Following a similar expression of a singular value one can write the maximisation problem to find the first singular value of $A \in E \otimes F \otimes G$ :

$$\sigma_1 = \max_{{\scriptstyle \begin{array}{l } \scriptstyle \left\Vert \ps... ...Vert \phi \right\Vert _G =1 \end{array}}}A..(\psi \otimes \varphi \otimes \phi)$$

$$= A..(\psi_1 \otimes \varphi_1 \otimes \phi_1).$$ (9)

Solving the Lagrange problem allows to compute the first solution using the following iterative algorithm (the iteration $(n+1)$ has three steps) where one can recognise a generalisation of the transition formula (6) :

$$(X..\varphi_{(n)})..\phi_{(n)} = ^1\sigma_{(n+1)}\psi_{(n+1)}$$

$$(X..\phi_{(n)})..\psi_{(n)} = ^2\sigma_{(n+1)}\varphi_{(n+1)}$$

$$(X..\psi_{(n)})..\varphi_{(n)} = ^3\sigma_{(n+1)}\phi_{(n+1)}$$ (10)

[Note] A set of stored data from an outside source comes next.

PR #593, opened 2022-09-09
add om_viz CL tool to view quickly some openmeeg head model files

agramfort:
@larsoner let me know if you see a better way to do this and test this.


larsoner:
I guess we could do this as `om viz` or (maybe better) `openmeeg viz` as I just wrote in https://github.com/openmeeg/openmeeg/pull/592#issuecomment-1242180184. So let's wait for the git-like syntax to work then we can add this.

We probably want to do some refactoring here as well with `read_mesh` / `read_tri` in a `openmeeg._utils` so that they aren't public (or we can choose to make them public if we want) and we can reuse them in `tests/test_python.py`. I'll push some commits for this probably on Monday

agramfort:
Just a warning that having "openmeeg foo" would be neat **but** it's not
really an option for brainstorm users
that only need the binaries. I would not require a python env for matlab
users until we are sure it's not a problem.
So the current apps for me must stay.

papadop:
Eric, this is python. Your call here. Personnally, I have nothing against adding this python script.... but I have not tested it in any way.

larsoner:
I would be inclined nowadays to use pyvistaqt + BackgroundPlotter. I can push a couple of commits

larsoner:
Okay that wasn't too bad. Locally:
```
larsoner:~/python/openmeeg/data/Head1$ om_viz --opacity 0.15 Head1.geom Head1.squids
```
Screenshot From 2026-07-28 14-04-24

I'll get CIs green then merge!

larsoner:
Oh the failure is just what https://github.com/openmeeg/openmeeg/pull/863 works around. Restarting the job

For the second and other solution an orthogonality constraint is added, but unlike for two modes we do not have only the constraint of belonging to the orthogonal-tensorial of the first principal tensor. For example one can put the constraint of belonging to the subspace $(\psi_1 \otimes \varphi_1^\perp \otimes \phi_1^\perp)$ ; these solutions associated to $\psi_1$ are easily obtained from a SVD (SVD-(k-1)modes in general) after contracting the tensor $A$ by $\psi_1$. The straightforward generalisation of (9), (10) and of the second solution aspect, to the $k \geq 3$ case can be found in [16]. Through this recursive algorithm, two types of principal tensors can be found: the k-modes solutions when the constraint is expressed with an orthogonal-tensorial, and their associated k-modes solutions obtained by SVD-(k-1)modes. For example if $k=3$ one has for each 3-modes solutions, $3$ sets of associated 3-modes solutions: one set for each component of the 3-modes solution. If $k=4$ there are two levels of associations: each 4-modes principal tensor will have $4$ sets of associated principal tensors, each set being obtained by the tensor product of a component $s_h$ of this 4-modes principal tensor and the SVD-3modes solutions of $X..s_h$ (where $X$ is the initial tensor to analyse, and $s_h$ is the component in question), and then each SVD-3modes will also have associated solutions as described before. One can write the SVD-3modes of $A$ as an orthogonal decomposition :

$$A=\sum_s \sigma_s \psi_s \otimes \varphi_s \otimes \phi_s$$ (11)

Because of some good properties of this method, mainly a generalised Eckart-Young theorem [16](i.e. nested model optimisation³, not usually found in other generalisation in the literature) we will confound the PTA-kmodes and SVD-kmodes like we do with PCA and SVD. The singular values obtained on k-modes solutions are treated in decreasing order, but for example, it happens often that a singular value obtained with an associated solution of the first (or $m^{th}$) k -modes solution is bigger than the singular value obtained with the second (or next one) k -modes solution. In the listings one must notice that for this reason, we kept the logical order of computation instead of the ``true" decreasing order of the singular values.